In this chapter we will discuss: the applications of directional well drilling; the design of these wells; and the techniques used to drill a well with controlled deviation from the vertical. The next chapter will discuss the tools and techniques used to survey the position of the well (determine the three dimensional position of all points in the wellbore relative to the wellhead).
There are many reasons for drilling a non-vertical (deviated) well. Some typical applications of directionally controlled drilling are shown in Figure 1.
(a) Multi-well Platform Drilling
Multi-well Platform drilling is widely employed in the North Sea. The development of these fields is only economically feasible if it is possible to drill a large number of wells (up to 40 or 60) from one location (platform). The deviated wells are designed to intercept a reservoir over a wide aereal extent. Many oilfields (both onshore and offshore) would not be economically feasible if not for this technique.
(b) Fault Drilling
If a well is drilled across a fault the casing can be damaged by fault slippage. The potential for damaging the casing can be minimised by drilling parallel to a fault and then changing the direction of the well to cross the fault into the target.

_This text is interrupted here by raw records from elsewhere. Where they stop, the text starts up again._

PR #360, opened 2024-01-18
Move scripts and docker out of source folder

carolineechen:
We should reserve the runhouse/ folder for package source code, moving auxiliary files like scripts and docker out into the root branch.


carolineechen:
* `main`
  * **PR #360** <a href="https://app.graphite.dev/github/pr/run-house/runhouse/360?utm_source=stack-comment-icon" target="_blank">Graphite</a>  👈

This [stack of pull requests](https://stacking.dev/?utm_source=stack-comment) is managed by [Graphite](https://app.graphite.dev/github/pr/run-house/runhouse/360?utm_source=stack-comment).

runhouse/resources/hardware/sagemaker_cluster.py
```diff
@@ -930,7 +930,7 @@ def _refresh_ssm_session_with_cluster(self, num_ports_to_try: int = 5):
             self._create_ssm_session_with_cluster()
 
         # https://github.com/aws-samples/sagemaker-ssh-helper/blob/main/sagemaker_ssh_helper/sm-connect-ssh-proxy
-        full_module_name = "scripts/sagemaker_cluster/refresh-ssm-session.sh"
+        full_module_name = "resources/hardware/scripts/refresh-ssm-session.sh"
```
jlewitt1, line 933: all these scripts are sagemaker specific, should we create another subfolder within `hardware`? will matter more if we add other cluster scripts at some point

carolineechen: yea that makes sense, scripts is a little generic here. just clarifying, are you thinking:

1. `resources/hardware/sagemaker` that contains the scripts + sagemaker_cluster.py
2. `resources/hardware/scripts/sagemaker` with sagemaker scripts, and the sagemaker_cluster.py stays in `hardware/`
3. something else

this might also be subject to change if we do add other cluster/resource scripts but should be easy to move around

jlewitt1: good point, for now feels a little overkill to bundle the scripts with the cluster file, so I think option 1 makes sense

jlewitt1 (approved):

PR #367, opened 2024-01-19
Change Module's endpoint from propery to function

dongreenberg:
This allows us to set external=True or False, in case we want a locally-callable
endpoint. Previously if the endpoint was only locally callable, we would only return
None. This is now also consistent with Cluster's endpoint().

### DIFF
--- a/runhouse/resources/hardware/cluster.py
+++ b/runhouse/resources/hardware/cluster.py
@@ -176,7 +176,7 @@ class Cluster(Resource):
         return config
 
     def endpoint(self, external=False):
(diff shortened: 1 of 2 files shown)


dongreenberg:
* `main`
  * **PR #367** <a href="https://app.graphite.dev/github/pr/run-house/runhouse/367?utm_source=stack-comment-icon" target="_blank">Graphite</a>  👈

This [stack of pull requests](https://stacking.dev/?utm_source=stack-comment) is managed by [Graphite](https://app.graphite.dev/github/pr/run-house/runhouse/367?utm_source=stack-comment).

PR #373, opened 2024-01-22
Add call, call_local, and call_for_env_servlet_name to obj store

dongreenberg:
Not yet tested or at parity with env servlet calls. Introduce FutureModules as purpose-built alternatives to saving async or generator results in blobs and queues.

### DIFF
--- a/runhouse/resources/module.py
+++ b/runhouse/resources/module.py
@@ -148,7 +148,7 @@ class Module(Resource):
                     # and this may a "type" module rather than an "instance". The user might instantiate it later, or
                     # it may be populated with attributes by the servlet's put_resource.
                     module_cls = _module_subclass_factory(
-                        module_cls, config.get("pointers"), remote_init=True
+                        module_cls, config.get("pointers")
                     )
             except ModuleNotFoundError:
                 # If we fail to construct the module class from the pointers, we check if the code is not local,
@@ -1014,7 +1014,7 @@ class Module(Resource):
     #     full_name = func_name
 
 
-def _module_subclass_factory(cls, cls_pointers, remote_init=False):
+def _module_subclass_factory(cls, cls_pointers):
     def __init__(
         self,
         *args,
@@ -1041,8 +1041,14 @@ def _module_subclass_factory(cls, cls_pointers, remote_init=False):
         )
         # This allows a class which is already on the cluster to construct an instance of itself with a factory
         # method, e.g. my_module = MyModuleCls.factory_constructor(*args, **kwargs)
-        if self.system and self.system.on_this_cluster() and remote_init:
+        if self.system and self.system.on_this_cluster():
             self._remote_init(*args, **kwargs)
+
+    @classmethod
+    def _module_init_only(cls, *args, **kwargs):
+        new_module = cls.__new__(cls)
+        Module.__init__(new_module, *args, **kwargs)
+        return new_module
 
     def __call__(
         self,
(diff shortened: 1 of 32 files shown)


dongreenberg:
* `main`
  * **PR #373** <a href="https://app.graphite.dev/github/pr/run-house/runhouse/373?utm_source=stack-comment-icon" target="_blank">Graphite</a>  👈

This [stack of pull requests](https://stacking.dev/?utm_source=stack-comment) is managed by [Graphite](https://app.graphite.dev/github/pr/run-house/runhouse/373?utm_source=stack-comment).

runhouse/resources/module.py
```diff
@@ -603,20 +578,23 @@ def local(self, *args, **kwargs):
...
-        if not self._client() or not self._name:
-            return super().__setattr__(key, value)
-
-        return self._client().call(
-            module_name=self._name,
-            method_name=key,
-            new_value=value,
-            stream_logs=False,
-        )
+    # def __setattr__(self, key, value):
```
rohinb2, line 581: can we land this with this commented out?

runhouse/servers/obj_store.py
```diff
@@ -753,7 +754,212 @@ def rename(self, old_key: Any, new_key: Any):
...
+                data=data,
+                serialization=serialization,
+                run_name=run_name,
+                stream_logs=stream_logs,
+                remote=remote,
+            )
+
+        if remote and isinstance(res, dict):
+            config = res
+            if config["system"] == self.get_cluster_config():
```
rohinb2, line 950: how would the `config["system"]` be a config and not an initialized cluster object? people would only set that up via `.to(rh.here)` or `(..., system=rh.here)` right?

runhouse/servers/env_servlet.py
```diff
@@ -48,26 +41,21 @@ def wrapper(*args, **kwargs):
...
+                    output_type=OutputType.RESULT_SERIALIZED,
+                    data=serialized_data,
+                    serialization=serialization,
+                )
             else:
                 return Response(
                     output_type=OutputType.SUCCESS,
                 )
         except Exception as e:
-            if serialization is None:
```
rohinb2, line 66: why don't we want to `raise e` here directly?

tests/conftest.py
```diff
@@ -300,6 +301,7 @@ def logged_in_account():
 }
```
rohinb2, line 301: <i class='graphite__hidden'>[Re: line 297]<br/><br/></i>

not adding `local_daemon` to unit? to keep up the speed i assume<span class='graphite__hidden'><br/><br/>See this comment inline on <a href="https://app.graphite.dev/github/pr/run-house/runhouse/373?utm_source=unchanged-line-comment">Graphite</a>.</span>

runhouse/servers/http/http_server.py
```diff
@@ -66,50 +68,47 @@ async def wrapper(*args, **kwargs):
...
-
-        if token is None:
-            raise HTTPException(
-                status_code=404,
-                detail="No token found in request auth headers. Expected in "
-                f"format: {json.dumps({'Authorization': 'Bearer <token>'})}",
-            )
+        request_id = request.headers.get("X-Request-ID", str(uuid.uuid4()))
+        token_hash = hash_token(token) if den_auth_enabled and token else None
+        _ctx_token = obj_store._set_ctx(request_id=request_id, token_hash=token_hash)
```
rohinb2, line 76: nit: why do we prefix this, why not just call this `ctx_token`

rohinb2, line 76: also `._set_ctx` and `._get_ctx` should not be prefixed with underscores since they're called outside the obj store

runhouse/servers/env_servlet.py
dongreenberg: Inside `handle_exception_response` we have special handling for certain exceptions that we want to convert into HTTPExceptions (e.g. permission error -> 403), and barring that if serialization is None we just raise the exception as you're suggesting.

tests/conftest.py
dongreenberg: The vast majority of tests which apply to `local_daemon` as a proper cluster are currently in LOCAL. Putting it in UNIT would mean running a bunch of UNIT tests on a cluster that aren't really used to running on a cluster. I figured this is less disruptive and we can adjust it later if it works fine.

PR #377, opened 2024-01-23
Fix defaulting behavior of cluster factories and classes

dongreenberg:


dongreenberg:
* `main`
  * **PR #377** <a href="https://app.graphite.dev/github/pr/run-house/runhouse/377?utm_source=stack-comment-icon" target="_blank">Graphite</a>  👈

This [stack of pull requests](https://stacking.dev/?utm_source=stack-comment) is managed by [Graphite](https://app.graphite.dev/github/pr/run-house/runhouse/377?utm_source=stack-comment).

carolineechen (commented):
general comment about the way we're doing cluster factory functions right now, but could we get rid of kwargs for specific factories like ondemand/kubernetes/sagemaker? I get the point for the generic cluster class if we're passing in those args into more specific cluster factories, but for the others I think we should just include the supported variables as documented fn args and not support random additional kwargs that won't be passed in. this also made us have to be extra careful with parsing kwargs and setting constraints as we've done with the k8s factory

cc @RohanSreerama5

runhouse/resources/hardware/cluster_factory.py
```diff
@@ -85,51 +79,27 @@ def cluster(
...
+            server_connection_type=server_connection_type,
+            ssl_keyfile=ssl_keyfile,
+            ssl_certfile=ssl_certfile,
+            den_auth=den_auth,
+            kwargs=kwargs,
         )
+        # Filter out None/default values
+        alt_options = {k: v for k, v in alt_options.items() if v is not None}
+        try:
+            c = Cluster.from_name(name, dryrun, alt_options=alt_options)
```
rohinb2, line 97: we want to enable this `alt_options` behavior right? this is a changefrom before

rohinb2:
this seems very straightforward

rohinb2 (approved):

runhouse/resources/hardware/cluster_factory.py
dongreenberg: Y

dongreenberg:
This failure is just because I was running the tests locally at the same time so the !rh.exists failed. Merging.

(c) Inaccessible Locations
Vertical access to a producing zone is often obstructed by some obstacle at surface (e. g. river estuary, mountain range, city). In this case the well may be directionally drilled into the target from a rig site some distance away from the point vertically above the required point of entry into the reservoir.

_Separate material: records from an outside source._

PR #386, opened 2024-01-24
Avoid backgrounding by default when doing `runhouse start`.

rohinb2:
With the addition of `nohup` if `screen` is not available, we were
backgrounding by default when running `runhouse start`. Now we should only do
it if `runhouse start --nohup` was passed.

### DIFF
--- a/runhouse/main.py
+++ b/runhouse/main.py
@@ -100,6 +100,7 @@ def _start_server(
     restart,
     restart_ray,
     screen,
+    nohup,
     create_logfile=True,
     host=None,
     port=None,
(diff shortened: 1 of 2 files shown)


rohinb2:
* `main`
  * **PR #386** <a href="https://app.graphite.dev/github/pr/run-house/runhouse/386?utm_source=stack-comment-icon" target="_blank">Graphite</a>  👈

This [stack of pull requests](https://stacking.dev/?utm_source=stack-comment) is managed by [Graphite](https://app.graphite.dev/github/pr/run-house/runhouse/386?utm_source=stack-comment).

rohinb2:
if you run `runhouse start` locally, on `main`, right now, it uses `nohup`. 

We want to avoid backgrounding when running `runhouse start`. This PR just makes it optional to background.

PR #390, opened 2024-01-24
Simplify `rh.here` Ray cluster detection logic.

rohinb2:
The logic that we previously had to detect if we are on a cluster was extra
tricky because we would initializing the `rh.here` variable upon `import
runhouse as rh`, so there would be circular situations where we need to avoid
deadlocks in Actor creation.

However, now this is almost always being called in a process where one should
easily be able to connect to Ray and get the `cluster_servlet` if it exists. We
don't need any fancy `list_actors` nonsense or an extra `ray.init`.

This is also part of a more general theme of trying to trim down the excess
`ray.init`s that we have in the code to simplify the `ray start` sequence.

### DIFF
--- a/runhouse/rns/top_level_rns_fns.py
+++ b/runhouse/rns/top_level_rns_fns.py
@@ -2,9 +2,6 @@ import logging
 import sys
 from typing import List
 
-import ray
-from ray.experimental.state.api import list_actors
-
 from runhouse.globals import configs, obj_store, rns_client
 
 from runhouse.logger import LOGGING_CONFIG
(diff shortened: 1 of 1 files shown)


rohinb2:
* `main`
  * **PR #390** <a href="https://app.graphite.dev/github/pr/run-house/runhouse/390?utm_source=stack-comment-icon" target="_blank">Graphite</a>  👈

This [stack of pull requests](https://stacking.dev/?utm_source=stack-comment) is managed by [Graphite](https://app.graphite.dev/github/pr/run-house/runhouse/390?utm_source=stack-comment).

PR #396, opened 2024-01-25
Adds tqdm and s3fs to CI jobs

RohanSreerama5:
Adds s3fs and tqdm dependancies to CI jobs. This is useful for running Folder tests.

### DIFF
--- a/.github/workflows/setup_runhouse/action.yaml
+++ b/.github/workflows/setup_runhouse/action.yaml
@@ -24,4 +24,4 @@ runs:
     - name: Install python packages & dependencies
       shell: bash
       run:
-        pip install pytest httpx pytest_asyncio docker
+        pip install pytest httpx pytest_asyncio docker s3fs tqdm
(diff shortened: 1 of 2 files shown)


.github/workflows/setup_runhouse/action.yaml
```diff
@@ -24,4 +24,4 @@ runs:
     - name: Install python packages & dependencies
       shell: bash
       run:
-        pip install pytest httpx pytest_asyncio docker
+        pip install pytest httpx pytest_asyncio docker s3fs tqdm
```
jlewitt1, line 27: CI is throwing boto credentials errors, maybe we need to configure aws with an access key and secret access key from secrets? 

could be something like: 
```
          aws configure set aws_access_key_id ${{ secrets.AWS_ACCESS_KEY }}
          aws configure set aws_secret_access_key ${{ secrets.AWS_SECRET_KEY }}
          aws configure set default.region us-east-1
```

PR #398, opened 2024-01-26
Update _get_env_from to handle cases better

carolineechen:
improve 2 cases of _get_env_from, which is expected to return an `Env` type:
1. input env = "base_env" -- falls through all the if statements and returns the string "base_env" instead of the Env object
2. env is not saved in rns_client but exists on the cluster associated with the call. returns the env string instead of Env object

### DIFF
--- a/runhouse/resources/envs/utils.py
+++ b/runhouse/resources/envs/utils.py
@@ -37,7 +37,7 @@ def _process_reqs(reqs):
     return preprocessed_reqs
 
 
-def _get_env_from(env):
+def _get_env_from(env, system: "Cluster" = None):
     if isinstance(env, Resource) or env is None:
         return env
 
@@ -49,12 +49,28 @@ def _get_env_from(env):
         return Env(reqs=env, working_dir="./", name=Env.DEFAULT_NAME)
     elif isinstance(env, Dict):
         return Env.from_config(env)
-    elif isinstance(env, str) and rns_client.exists(env, resource_type="env"):
-        return Env.from_name(env)
-    elif env == Env.DEFAULT_NAME:
-        return Env(name=Env.DEFAULT_NAME)
+    elif isinstance(env, str):
+        if rns_client.exists(env, resource_type="env"):
+            return Env.from_name(env)
+        if system:
+            if system.get(env):
+                return system.get(env)
 
-    raise ValueError("Could not locate Env from value: {env}")
+            # handle case where env is passed in as full rns address
+            name, _ = rns_client.split_rns_name_and_path(
+                rns_client.resolve_rns_path(env)
+            )
+            if system.get(name):
+                return system.get(name)
+
+        if env == Env.DEFAULT_NAME:
+            return Env(name=Env.DEFAULT_NAME)
+
+    warning = f"Could not locate Env from value: {env}"
+    warning = f"{warning} on cluster {system.name}" if system else warning
+    logging.warning(warning)
+
+    return env
 
 
 def _get_conda_yaml(conda_env=None):
--- a/runhouse/resources/envs/utils.py
+++ b/runhouse/resources/envs/utils.py
@@ -38,7 +38,7 @@ def _process_reqs(reqs):
 
 
 def _get_env_from(env):
-    if isinstance(env, Resource):
+    if isinstance(env, Resource) or env is None:
         return env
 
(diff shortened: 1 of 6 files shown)


carolineechen:
* `main`
  * **PR #398** <a href="https://app.graphite.dev/github/pr/run-house/runhouse/398?utm_source=stack-comment-icon" target="_blank">Graphite</a>  👈

This [stack of pull requests](https://stacking.dev/?utm_source=stack-comment) is managed by [Graphite](https://app.graphite.dev/github/pr/run-house/runhouse/398?utm_source=stack-comment).

runhouse/resources/envs/utils.py
```diff
@@ -49,12 +49,27 @@ def _get_env_from(env):
...
+            )
+            if system.get(name):
+                return system.get(name)
+
+        if env == Env.DEFAULT_NAME:
+            return Env(name=Env.DEFAULT_NAME)
+
+    warning = f"Could not locate Env from value: {env}"
+    warning = f"{warning} on cluster {system.name}" if system else warning
+    logging.warning(warning)
```
carolineechen, line 71: @dongreenberg can you double check my logic here? and is there an instance where it still makes sense to return the input `env` if it doesn't satisfy any of the conditions or to simply throw an error?

most cases we expect an `Env` to be returned which will throw an error elsewhere if it returns a string and we try to call an env property on it. but there could also be cases where the output is simply used to populate a config etc, not sure if it's an issue if a string is returned if the corresponding Env could not be found.

runhouse/resources/envs/utils.py
```diff
@@ -37,8 +37,8 @@ def _process_reqs(reqs):
     return preprocessed_reqs
 
 
-def _get_env_from(env):
-    if isinstance(env, Resource):
+def _get_env_from(env, system: "Cluster" = None):
+    if isinstance(env, Resource) or env is None:
         return env
 
     from runhouse.resources.envs import Env
```
dongreenberg, line 44:
```suggestion
    from runhouse.resources.envs import Env

    if isinstance(env, Env) or env is None:
        return env

```

runhouse/resources/envs/utils.py
```diff
@@ -49,12 +49,27 @@ def _get_env_from(env):
...
+        if system:
+            if system.get(env):
+                return system.get(env)
+
+            # handle case where env is passed in as full rns address
+            name, _ = rns_client.split_rns_name_and_path(
+                rns_client.resolve_rns_path(env)
+            )
+            if system.get(name):
+                return system.get(name)
```
dongreenberg, line 64:
```suggestion
            # handle case where env is passed in as full rns address
            name, _ = rns_client.split_rns_name_and_path(
                rns_client.resolve_rns_path(env)
            ) if "/" in env else (env, None)
            if system.get(name):
                return system.get(name)
```

dongreenberg: Just saves a `get`

runhouse/resources/envs/utils.py
dongreenberg: tbh I'm nervous that passing system here is a little non-deterministic. Den and this system could have different configs for that env name, and the only thing determining which is returned is the order we've implemented here. What case are we solving for where we want to check on the cluster for the env config?

I also don't think I'd raise a warning here. We use this method all the time in instances where we don't necessarily expect and env to be found (but should construct one if it is), and it'll be pretty noisy for the user.

runhouse/resources/hardware/cluster.py
```diff
@@ -317,7 +318,7 @@ def install_packages(
         from runhouse.resources.envs.env import Env
 
         self.check_server()
-        env = _get_env_from(env) or Env(name=env or Env.DEFAULT_NAME)
+        env = _get_env_from(env, system=self) or Env(name=env or Env.DEFAULT_NAME)
```
dongreenberg, line 321: This makes me a bit nervous - if the env contains package objects they will be serialized and sent back pointing to the cluster's local filesystem. Also not totally clear what's happening here, we're getting the env object from the system by name so we can then extract the name out of it?

dongreenberg (commented):
Tbh I think I'm missing some context, but there's some back and forth here with the cluster that seems a bit hairy to me. Let's chat about it live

(d) Sidetracking and Straightening
It is in fact quite difficult to control the angle of inclination of any well (vertical or deviated) and it may be necessary to ‘correct’ the course of the well for many reasons. For example, it may be necessary in the event of the drillpipe becoming stuck in the hole to simply drill around the stuckpipe (or fish), or plug back the well to drill to an alternative target.
(e) Salt Dome Drilling
Salt domes (called Diapirs) often form hydrocarbon traps in what were overlying reservoir rocks. In this form of trap the reservoir is located directly beneath the flank of the salt dome. To avoid potential drilling problems in the salt (e. g. severe washouts, moving salt, high pressure blocks of dolomite) a directional well can be used to drill alongside the Diapir (not vertically down through it) and then at an angle below the salt to reach the reservoir.
(f) Relief Wells
If a blow-out occurs and the rig is damaged, or destroyed, it may be possible to kill the “wild” well by drilling another directionally drilled well (relief well) to intercept or pass to within a few feet of the bottom of the “wild” well. The “wild” well is killed by circulating high density fluid down the relief well, into and up the wild well.